BY DAGAN LACORTE, Suffern mayor and candidate for county executive
Property taxpayers are stretched to the max by a 100 percent increase in property taxes imposed by the Rockland Legislature and Executive over the past few years. The current proposal to radically increase the county’s debt with a deficit bond will only further strain the county’s finances and saddle property taxpayers with the costs of the county’s disastrous fiscal decisions for years to come. The New York State Legislature should reject the proposal.
Rockland County’s long-term accumulated budget deficit stands anywhere from $96 to $114 million dollars.
Rockland’s Baa3 bond rating from Moody’s Investors Services is the lowest in New York State. One of the reasons for the horrid rating is the deficit in operating expenses. Proponents of the deficit bond say Rockland can improve its bond rating by borrowing at low interest rates, wiping out the operating deficit and replacing it with debt. They say that would relieve the short term pressure on the budget that is crippling the county’s bond rating.
But borrowing $100 million does nothing to bolster the county’s finances. All it does is turn a current deficit into heavy, long term debt that will crush another generation of homeowners and depress property values. In Suffern, the Board of Trustees took the opposite approach– thoughtfully reducing debt service costs while increasing investment in roads and infrastructure that maintain property values.
While Rockland is below its New York State Constitutional debt ceiling, almost all municipalities operate below their debt limits. The relevant question is where does Rockland currently stand in terms of debt and how would another $100 million in borrowing affect the county’s fiscal standing in the state.
With over $500 million in current long term debt, Rockland has the ninth highest debt ratio of New York’s 62 counties. Not exactly anyone’s idea of debt-free.
An additional $100 million in borrowing and debt would make Rockland the fourth biggest debtor — behind only Broome, Nassau and Monroe counties in debt levels. Nassau County required a state-run fiscal control board. Debt-stressed counties are not attractive to businesses – we need to create jobs.
So the notion that becoming “deficit free” at the cost of the fourth biggest debt load in New York will somehow dazzle the bond rating agencies and lead to financial health is disingenuous. What’s the real deal?
Legislators hope and pray that by borrowing the $100 million this year, the economy will dramatically improve by the time payments on the bond are due to be paid next year. They are borrowing money to buy a goose and hoping for golden eggs in 2014.
This same reckless strategy of deficit, debt and delay resulted in the legislature overestimating revenues by $250 million since 2006 and got Rockland into this fiscal mess to begin with. It simply makes no sense to continue such a discredited approach.

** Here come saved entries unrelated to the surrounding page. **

PR #6308, opened 2025-04-02
[recommend avg_vector] combine multivectors into a single averaged vector

coszio:
This PR changes the implementation from concatenating all the multivectors in the input, to averaging them into a single one, same as we do for dense vectors.

For example , instead of combining `[ [],[] ]` and `[ [],[],[] ]` into a `[ [],[],[],[],[] ]` multivector, we now average all the individual vectors and produce an averaged multivector of just one vector: `[ [] ]`.

The idea behind this is that average vector strategy should combine all examples into a single one for a more optimized search. In the case of multivectors, we will still do MaxSim against the documents, but now only with a single vector in the multivector query.

### DIFF
--- a/lib/collection/src/recommendations.rs
+++ b/lib/collection/src/recommendations.rs
@@ -500,38 +500,64 @@ fn recommend_by_custom_score(
 
 #[cfg(test)]
 mod tests {
-    use segment::data_types::vectors::{VectorInternal, VectorRef};
+    use segment::data_types::vectors::{VectorInternal, VectorInternalDiscriminants, VectorRef};
     use sparse::common::sparse_vector::SparseVector;
+    use strum::IntoEnumIterator;
 
     use super::avg_vectors;
 
+    fn check_avg_vectors(variant: VectorInternalDiscriminants) {
+        match variant {
+            VectorInternalDiscriminants::Dense => {
+                let vectors: Vec<VectorInternal> = vec![
+                    vec![1.0, 2.0, 3.0].into(),
+                    vec![1.0, 2.0, 3.0].into(),
+                    vec![1.0, 2.0, 3.0].into(),
+                ];
+                assert_eq!(
+                    avg_vectors(vectors.iter().map(VectorRef::from)).unwrap(),
+                    vec![1.0, 2.0, 3.0].into(),
+                );
+            }
+            VectorInternalDiscriminants::Sparse => {
+                let vectors: Vec<VectorInternal> = vec![
+                    SparseVector::new(vec![0, 1, 2], vec![0.0, 0.1, 0.2])
+                        .unwrap()
+                        .into(),
+                    SparseVector::new(vec![0, 1, 2], vec![0.0, 1.0, 2.0])
+                        .unwrap()
+                        .into(),
+                ];
+                assert_eq!(
+                    avg_vectors(vectors.iter().map(VectorRef::from)).unwrap(),
+                    SparseVector::new(vec![0, 1, 2], vec![0.0, 0.55, 1.1])
+                        .unwrap()
+                        .into(),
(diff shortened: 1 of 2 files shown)


lib/collection/src/recommendations.rs
```diff
@@ -36,10 +36,10 @@ fn avg_vectors<'a>(
 ) -> CollectionResult<VectorInternal> {
     let mut avg_dense = DenseVector::default();
     let mut avg_sparse = SparseVector::default();
-    let mut avg_multi: Option<TypedMultiDenseVector<VectorElementType>> = None;
+    let mut avg_multi: Option<DenseVector> = None;
```
agourlay, line 39: I think we want to keep the existing behavior for single multivector.
That is not average it at all.

coszio: Ah, I see, I forgot we don't do `pos + pos - neg` if there are no negatives.
I will change it so that single multivector is just passed as-is

coszio: https://github.com/qdrant/qdrant/pull/6308/commits/029a30b039eedb65c71a98a86d4b4365943452a7

agourlay: I'd love to have a short unit test showing the new strategy in action.
One positive example, one negative example etc... :)

agourlay:
Before merging this we need to make sure the congruence tests are green for single example tests.
The implementation in local mode will have to be adapted for the multi vector case.

lib/collection/src/recommendations.rs
coszio: in https://github.com/qdrant/qdrant/pull/6308/commits/0aa7f77ef74b55b1c27d98df9c38dafae25547da I added a test to make sure that the averaging is the same as for dense, but flattened

lib/collection/src/recommendations.rs
```diff
@@ -118,10 +131,17 @@ fn merge_positive_and_negative_avg(
...
-        (VectorInternal::MultiDense(mut positive), VectorInternal::MultiDense(negative)) => {
-            // merge positive and negative vectors as concatenated vectors with negative vectors negated
-            positive.flattened_vectors.extend(negative.flattened_vectors.into_iter().map(|x| -x));
-            Ok(VectorInternal::MultiDense(positive))
+        (VectorInternal::MultiDense(positive), VectorInternal::MultiDense(negative)) => {
+            // averaged positive and negative multivectors consist of just one vector each
+            debug_assert_eq!(positive.len(), 1);
+            debug_assert_eq!(negative.len(), 1);
+
+            let vector = positive.flattened_vectors.iter().zip(negative.flattened_vectors.iter()).map(|(pos, neg)| pos + pos - neg).collect();
```
joein, line 139: Just to clarify

If multivectors have different number of vectors, then we take only `len(short_multivector)` vectors from both multivectors and dropping the remainder?

lib/collection/src/recommendations.rs
```diff
@@ -56,22 +56,28 @@ fn avg_vectors<'a>(
...
+                    in_multi_count += 1;
+                    avg_multi = Some(avg_multi.map_or_else(
+                        || vector.to_owned(),
+                        |mut avg_multi| {
+                            for i in 0..vector.len() {
+                                if i >= avg_multi.len() {
+                                    avg_multi.push(vector[i])
+                                } else {
+                                    avg_multi[i] += vector[i];
+                                }
```
joein, line 70: the second dimensionality in multivectors is configured on a collection level, it should not be possible to get into else branch

coszio:
Update, we just had a discussion where we resolved that the original way of concatenating all multivectors made the most sense. I will close this PR for now

PR #6309, opened 2025-04-02
Don't measure in-memory hw for full text indices

JojiiOfficial:
Depends on #6296


lib/segment/src/index/field_index/full_text_index/mmap_inverted_index/mmap_postings.rs
```diff
@@ -121,7 +122,7 @@ impl MmapPostings {
             chunks,
             data,
             remainder_postings,
-            hw_counter,
+            ConditionedCounter::always(hw_counter),
```
generall, line 125: This shoudl depend on `populate` parameter on initialization

JojiiOfficial: Good catch, thanks!

timvisee (approved):

generall (approved):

The solution is to implement a deficit reduction plan within Rockland’s budget as part of a comprehensive plan to restructure and modernize county government.

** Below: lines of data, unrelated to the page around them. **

PR #6310, opened 2025-04-02
Add a tool to view percentage of mmaps cache

generall:
A tool which can be used to see mmaps disk cache inside running qdrant process.

```
Usage examples:
  # Basic usage - show aggregated cache percentages for all vector index files
  python measure.py $(pidof qdrant) '.*/vector_index/.*'

  # Verbose mode - show individual files larger than 1MB
  python measure.py $(pidof qdrant) '.*/vector_storage/.*' -v

Example output:
    Cache percentages for pattern '.vector_storage.*':
    r--s: 0.00%
    rw-s: 0.06%
```

### DIFF
--- a/tools/smaps-view.py
+++ b/tools/smaps-view.py
@@ -1,0 +1,194 @@
+"""
+Usage examples:
+  # Basic usage - show aggregated cache percentages for all vector index files
+  python measure.py $(pidof qdrant) '.*/vector_index/.*'
+
+  # Verbose mode - show individual files larger than 1MB
+  python measure.py $(pidof qdrant) '.*/vector_storage/.*' -v
+
+Example output:
+    Cache percentages for pattern '.vector_storage.*':
+    r--s: 0.00%
+    rw-s: 0.06%
+"""
+
+import re
+import sys
+import argparse
+from typing import Dict, Tuple, List
+from dataclasses import dataclass
+
+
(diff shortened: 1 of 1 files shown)


tools/smaps-view.py
```diff
@@ -0,0 +1,194 @@
+"""
+Usage examples:
+  # Basic usage - show aggregated cache percentages for all vector index files
+  python smaps-view.py $(pidof qdrant) '.*/vector_index/.*'
+
+  # Verbose mode - show individual files larger than 1MB
+  python smaps-view.py $(pidof qdrant) '.*/vector_storage/.*' -v
+
```
KShivendu, line 8:
```suggestion
  # Verbose mode - show vector storage files larger than 1MB
  python smaps-view.py $(pidof qdrant) '.*/vector_storage/.*' -v

  # Verbose mode - show all files larger than 1MB
  python smaps-view.py $(pidof qdrant) '.*' -v
```

I tested on a small collection. Needed `python smaps-view.py $(pidof qdrant) '.*' -v` to see file stats. Might be better to highlight that in docs.

KShivendu (approved):

tools/smaps-view.py
generall: what is the point? This "match_anything" pattern will include a lot of garbage

PR #6314, opened 2025-04-03
Pytest run failing first

KShivendu:
This would speed up development cycle.

### All Submissions:


.github/workflows/integration-tests.yml
```diff
@@ -69,9 +69,20 @@ jobs:
       - name: Run integration tests - 1 peer
         run: poetry -C tests run ./tests/integration-tests.sh distributed
         shell: bash
+      - name: Restore pytest cache
+        uses: actions/cache@v3
+        with:
+          path: .pytest_cache
+          key: pytest-cache-${{ github.run_id }}
+          restore-keys: pytest-cache-
```
timvisee, line 77: In [CI documentation](https://docs.github.com/en/actions/writing-workflows/choosing-what-your-workflow-does/caching-dependencies-to-speed-up-workflows#cache-hits-and-misses) I read this:

> `restore-keys`: (...)  
If there are no exact matches, the action searches for partial matches of the restore keys. When the action finds a partial match, the most recent cache is restored to the path directory.

Would it make sense to also include the current branch name in this cache key? That may prevent taking caches from other branches/PRs that are unrelated.

timvisee (approved):

agourlay:
> This would speed up development cycle.

Do you have performance number to back this up?

KShivendu:
The caching didn't work as expected. I'll get back to this soon. Have higher priority tasks to wrap up.

timvisee:
I'd also like to see some performance number for this one.

Since we now include the branch name in the cache key, does it mean that the initial CI run on a PR might take much longer?

PR #6316, opened 2025-04-03
Fix measuring in memory inverted index

JojiiOfficial:
Depends on #6311

### DIFF
--- a/lib/segment/src/index/field_index/full_text_index/mmap_inverted_index/mod.rs
+++ b/lib/segment/src/index/field_index/full_text_index/mmap_inverted_index/mod.rs
@@ -283,11 +283,11 @@ impl InvertedIndex for MmapInvertedIndex {
     }
 
     fn get_token_id(&self, token: &str, hw_counter: &HardwareCounterCell) -> Option<TokenId> {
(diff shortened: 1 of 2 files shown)


lib/segment/src/index/field_index/full_text_index/mmap_inverted_index/mod.rs
```diff
@@ -273,6 +283,8 @@ impl InvertedIndex for MmapInvertedIndex {
     }
 
     fn get_token_id(&self, token: &str, hw_counter: &HardwareCounterCell) -> Option<TokenId> {
+        let hw_counter = self.make_conditioned_counter(hw_counter);
```
generall, line 286: too much overhead for such a simple function, isn't it?

generall: I woulf rather have `if self.is_on_disk` for such cases

JojiiOfficial: Yeah good point. Fixed!

generall (approved):

PR #6317, opened 2025-04-03
[strict mode | score boosting] Strict mode for formula queries

coszio:
Implements the check for unindexed fields in formula expressions.

Even if formulas are only allowed as a reranking step, there is no guarantee that the preselection will be small enough for making reading payloads directly negligible. 

With this check, only correctly-indexed payload fields will be allowed in the formula expressions.

A needed change was to move the `problems` module from `segment` to the `collection` crate, because we needed to evaluate variables inside `ExpressionInternal`.

Also realized that we could use `JsonPath` directly as the type for REST's `datetime_key` expression.


lib/collection/src/operations/verification/query.rs
```diff
@@ -105,6 +106,35 @@ impl StrictModeVerification for QueryGroupsRequestInternal {
 }
 
 impl StrictModeVerification for CollectionQueryRequest {
+    async fn check_custom(
+        &self,
+        collection: &Collection,
+        strict_mode_config: &StrictModeConfig,
+    ) -> CollectionResult<()> {
+        // check for unindexed fields in formula
+        if strict_mode_config.unindexed_filtering_retrieve == Some(false) {
```
JojiiOfficial, line 115: This and `CollectionQueryGroupsRequest` `check_customt` function seems duplicated code. Can we extract it into a separate function?

JojiiOfficial (approved):

lib/collection/src/operations/verification/query.rs
coszio: it is duplicated indeed

coszio: https://github.com/qdrant/qdrant/pull/6317/commits/70cad84e1329500a82f2d62046cc5ad07707040e

agourlay:
Thank you very much for adding this :+1: 

Please add an integration test in `tests/openapi/test_strictmode.py`

agourlay (approved):

PR #6319, opened 2025-04-03
Only implement verification for `CollectionQuery` types

coszio:
I noticed there was duplication in the implementation of `StrictModeVerification` trait for query request types.

We already have a converging type for rest and grpc for query requests, so we can implement the trait only for this converging type.

By unifying, this also fixes a hole where we were not checking the prefetches when using the grpc interface.


JojiiOfficial (approved):
Thanks!

agourlay (approved):
:trophy:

Rockland families know how to responsibly handle mortgage or a credit card debt. You put money aside each month to pay your debt down until its paid off. You don’t borrow from Peter to pay Paul and claim victory.
A self implemented and sustained deficit reduction plan would demonstrate to the state and the bond rating agencies that Rockland’s government is committed to digging itself out of the hole it created. This is the approach we’ve taken in Suffern with respect to long-term deficits in our water and sewer plants and will be deficit free in both by 2017.
Numerous state mandates make Rockland’s financial situation more difficult, and dramatic reform is needed. Our state representatives should focus their time and political capital on getting Rockland meaningful mandate relief rather than carrying the dirty water of a broken county government up to Albany.